▶ _WHAT THE TASK ASKS_
Scan the lines below and report each one containing "opened" by copying it.

▶ _MATERIALS PROVIDED_
※ ※ ※

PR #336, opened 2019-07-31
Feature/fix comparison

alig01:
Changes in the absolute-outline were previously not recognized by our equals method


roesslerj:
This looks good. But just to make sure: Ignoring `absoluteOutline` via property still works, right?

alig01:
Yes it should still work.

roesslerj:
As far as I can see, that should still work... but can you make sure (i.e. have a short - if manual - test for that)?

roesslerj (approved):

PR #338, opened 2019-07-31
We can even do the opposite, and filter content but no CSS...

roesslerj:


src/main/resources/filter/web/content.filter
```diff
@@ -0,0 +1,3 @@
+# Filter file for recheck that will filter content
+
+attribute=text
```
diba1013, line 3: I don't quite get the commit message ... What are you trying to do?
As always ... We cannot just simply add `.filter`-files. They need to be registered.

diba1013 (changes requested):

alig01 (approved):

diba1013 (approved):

※ ※ ※

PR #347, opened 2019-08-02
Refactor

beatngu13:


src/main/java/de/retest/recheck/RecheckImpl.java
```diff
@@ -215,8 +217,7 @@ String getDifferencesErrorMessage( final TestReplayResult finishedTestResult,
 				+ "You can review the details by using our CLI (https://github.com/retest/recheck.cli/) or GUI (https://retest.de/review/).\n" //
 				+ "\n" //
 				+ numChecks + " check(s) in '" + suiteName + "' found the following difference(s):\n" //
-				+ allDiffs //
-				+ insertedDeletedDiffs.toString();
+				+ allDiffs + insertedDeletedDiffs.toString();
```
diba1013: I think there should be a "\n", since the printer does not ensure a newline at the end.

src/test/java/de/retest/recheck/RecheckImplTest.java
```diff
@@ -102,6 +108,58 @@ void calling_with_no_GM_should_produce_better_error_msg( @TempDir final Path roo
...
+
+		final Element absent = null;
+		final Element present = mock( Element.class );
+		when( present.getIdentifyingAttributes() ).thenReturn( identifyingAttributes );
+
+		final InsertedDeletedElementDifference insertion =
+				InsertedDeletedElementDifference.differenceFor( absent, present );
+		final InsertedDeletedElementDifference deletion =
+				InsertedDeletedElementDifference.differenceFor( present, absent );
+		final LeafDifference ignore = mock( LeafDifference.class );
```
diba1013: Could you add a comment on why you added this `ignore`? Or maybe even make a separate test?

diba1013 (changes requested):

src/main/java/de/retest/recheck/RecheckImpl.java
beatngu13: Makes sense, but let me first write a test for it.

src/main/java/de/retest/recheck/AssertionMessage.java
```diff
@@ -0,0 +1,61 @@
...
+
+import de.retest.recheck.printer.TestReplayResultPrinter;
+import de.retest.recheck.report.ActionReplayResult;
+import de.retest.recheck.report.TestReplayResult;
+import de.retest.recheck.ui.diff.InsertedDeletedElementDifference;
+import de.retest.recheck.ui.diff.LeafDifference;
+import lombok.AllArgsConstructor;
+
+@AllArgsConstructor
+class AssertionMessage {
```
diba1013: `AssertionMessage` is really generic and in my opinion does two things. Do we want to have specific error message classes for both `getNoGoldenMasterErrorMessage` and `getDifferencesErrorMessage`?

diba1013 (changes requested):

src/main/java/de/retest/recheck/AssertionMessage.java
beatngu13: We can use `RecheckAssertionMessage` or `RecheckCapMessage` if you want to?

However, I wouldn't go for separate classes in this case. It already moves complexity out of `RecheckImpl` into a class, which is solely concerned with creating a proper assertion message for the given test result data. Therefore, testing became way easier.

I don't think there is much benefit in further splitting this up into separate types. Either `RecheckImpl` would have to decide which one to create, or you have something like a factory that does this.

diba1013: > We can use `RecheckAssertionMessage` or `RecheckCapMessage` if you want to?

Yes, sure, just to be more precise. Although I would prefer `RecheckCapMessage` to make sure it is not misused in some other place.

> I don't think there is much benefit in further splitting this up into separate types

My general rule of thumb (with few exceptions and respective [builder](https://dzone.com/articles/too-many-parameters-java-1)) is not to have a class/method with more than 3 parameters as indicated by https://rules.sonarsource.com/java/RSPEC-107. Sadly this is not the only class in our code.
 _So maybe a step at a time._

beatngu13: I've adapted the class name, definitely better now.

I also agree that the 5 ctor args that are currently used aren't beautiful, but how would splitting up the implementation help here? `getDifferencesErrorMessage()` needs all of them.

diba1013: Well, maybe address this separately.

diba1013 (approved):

※ ※ ※

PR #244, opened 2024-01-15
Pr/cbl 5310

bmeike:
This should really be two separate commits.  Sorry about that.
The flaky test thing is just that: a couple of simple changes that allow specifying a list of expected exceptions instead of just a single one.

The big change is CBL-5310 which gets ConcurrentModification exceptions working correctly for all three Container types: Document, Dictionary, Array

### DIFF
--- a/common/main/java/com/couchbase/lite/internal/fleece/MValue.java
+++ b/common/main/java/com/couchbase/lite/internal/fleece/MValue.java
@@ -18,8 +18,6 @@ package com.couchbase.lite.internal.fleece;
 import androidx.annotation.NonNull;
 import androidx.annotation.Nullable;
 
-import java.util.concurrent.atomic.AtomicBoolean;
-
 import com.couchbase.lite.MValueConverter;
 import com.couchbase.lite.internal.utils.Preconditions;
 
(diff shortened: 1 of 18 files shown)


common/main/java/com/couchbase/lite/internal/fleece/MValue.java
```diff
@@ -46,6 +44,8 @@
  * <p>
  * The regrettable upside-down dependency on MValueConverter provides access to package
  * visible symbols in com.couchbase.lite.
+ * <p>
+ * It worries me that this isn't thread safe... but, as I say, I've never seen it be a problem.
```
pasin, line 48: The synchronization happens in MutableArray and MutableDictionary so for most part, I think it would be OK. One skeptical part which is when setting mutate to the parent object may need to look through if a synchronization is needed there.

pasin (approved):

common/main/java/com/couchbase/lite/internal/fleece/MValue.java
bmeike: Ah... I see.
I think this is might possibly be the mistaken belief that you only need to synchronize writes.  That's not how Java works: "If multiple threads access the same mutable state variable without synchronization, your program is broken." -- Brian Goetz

※ ※ ※

▶ _ANSWER FOR THE TASK_
PR #336, opened 2019-07-31
PR #338, opened 2019-07-31
PR #347, opened 2019-08-02
PR #244, opened 2024-01-15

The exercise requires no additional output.